**Directions for this task:** Taking the line that contains "PR #1565, opened 2021-01-06" as the starting point, give again exactly every line up to and including the last line of the records below.

== Study material ==

PR #1564, opened 2021-01-06
stacksize: add support for DW_CFA_offset_extended

aykevl:
It should be possible to ignore this directive, but we still have to consume the two operands.

@firelizzard18 can you test this change with the Teensy 3.6?


deadprogram:
Works on my Teensy3.6 with blinky1 as expected, so now merging. Thanks @aykevl

PR #1563, opened 2021-01-05
Add support for the P1AM-100 (similar to Arduino MKR)

quentinmit:
`tinygo flash -target=p1am-100 examples/blinky1` works unmodified. I haven't fully exercised all the peripherals yet. I'm not sure if you have a test suite I can try running to exercise all the peripherals, but if you do please LMK. I plan to test the SPI interface next, since this board has SPI peripherals built-in.

PR #1565, opened 2021-01-06
machine/p1am-100: rename MISO/MOSI

quentinmit:
This makes p1am-100 work again after commit d1c4ed6.

See #1563


deadprogram:
Thanks @quentinmit for the quick update. Now merging.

===

**Answer section:**
PR #1565, opened 2021-01-06
machine/p1am-100: rename MISO/MOSI

quentinmit:
This makes p1am-100 work again after commit d1c4ed6.

See #1563


deadprogram:
Thanks @quentinmit for the quick update. Now merging.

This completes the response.